Uno starnuto, il naso che cola, qualche colpo di tosse. Consulti freneticamente il termometro, 37.2. Provi a chiamare il tuo medico di base. Segreteria telefonica, 8 persone in attesa. Quando arrivi a meno due, la linea cade. Ritenti. Tre, cinque, dieci, venti volte, nessuno risponde. Poi qualcuno risponde, “un attimo” e ti rimette in attesa, e si richiude la comunicazione. Prostrato, mandi una mail allo studio medico. Poi due, poi tre. Nulla. Allora ti metti due mascherine e te ne vai a piedi, immaginando una fila in attesa.



E’ più lunga di quanto temessi, tutti appiccicati, perché gli studi medici sono ubicati in alloggi, in condomini, e non sono previsti percorsi particolari per i pazienti sospetti. Ti ammassi con gli altri sventurati, poi ti innervosisci, tutti si innervosiscono, qualche anziano spinge, “solo una domanda”, cerca di passare avanti. Temi la bagarre, e quando sta per scatenarsi, esce un medico bardato e sudante e urla di star buoni, che non ce la fanno più, e chi non è contento se ne vada altrove.

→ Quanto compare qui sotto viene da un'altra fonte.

PR #947, opened 2018-01-02
3059: Force color scheme to custom

BirkAndMe:
https://platform.dandigbib.org/issues/3059


cableman:
Reviewed and awaiting release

Quando arranchi alla porta, ti dicono di tornare a casa, tachipirina e aspettare. I dubbi intanto crescono, solo star lì in fila ha aumentato la percezione del rischio, e allora chiedi se puoi fare un tampone. No, naturalmente, non  puoi. Solo per i probabili contagi. Qualcuno accanto a te dichiara di essere stato a contato con un positivo, tutti lo scansano. Torni a casa, depresso, spaventato, e cominci a cecare un laboratorio, una clinica privata che effettui tamponi a pagamento. La Regione Lazio ne ha accreditati tanti, dovresti farcela. Scorri l’elenco, e ti attacchi al telefono: nessuno risponde, quando rispondono ti dicono che sì, sarebbero accreditati, ma i kit per processare i tamponi non sono ancora arrivati, la regione tarda; oppure sono arrivati e sono già finiti; oppure puoi farlo, ma tra due settimane, addirittura un mese. Nel frattempo dovresti avvisare al lavoro: se non vai, senza tampone certificato dal tuo medico di base, non ti pagano la malattia. Se vai, metti a rischio i colleghi. “Farò come tutti”, sussurra il tuo senso civico. E così ti metti in coda un’altra volta negli ormai leggendari drive-in covid. E pensi quando alla parola drive-in pensavi all’hamburger.



Due, tre, cinque, otto ore. E’ realtà, non fantasia. Chiedi a chi ti precede di tenerti il posto, vai a cercare un bagno, maledicendo di non esserti dotato di pannolone. I maschi hanno una bottiglia a portata di mano. Non bevi, per non aumentare lo stimolo. Pensi all’Inferno, qualche girone sarà una  fila al drive in covid. Intanto hai già imprecato contro regione, Comune, Municipio, Sanità, ti sale la pressione, e la depressione. Quando ti infilano il tampone nel naso, torni a casa, esausto, sai che se va bene passeranno tre, quattro giorni senza avere risposta. E intanto al lavoro, che fai? Se sei responsabile stai a casa, prendendo ferie o permessi. Se  non  lo sei più, vai al lavoro, e  speri. Poi l’esito arriva, è negativo, e tu respiri. Pensando che nei giorni intercorsi probabilmente ti sei contagiato davvero, magari in coda al drive -in. Ecco, questa è Roma. Questa la prevenzione, il tracciamento. Ci stiamo dimenticando perfino dei cassonetti stracolmi di immondizia puzzolente, delle strade dissestate, dell’erba alta dei giardinetti in cui pascolano i cinghiali. Roma Capitale, emblema di un paese in rovina.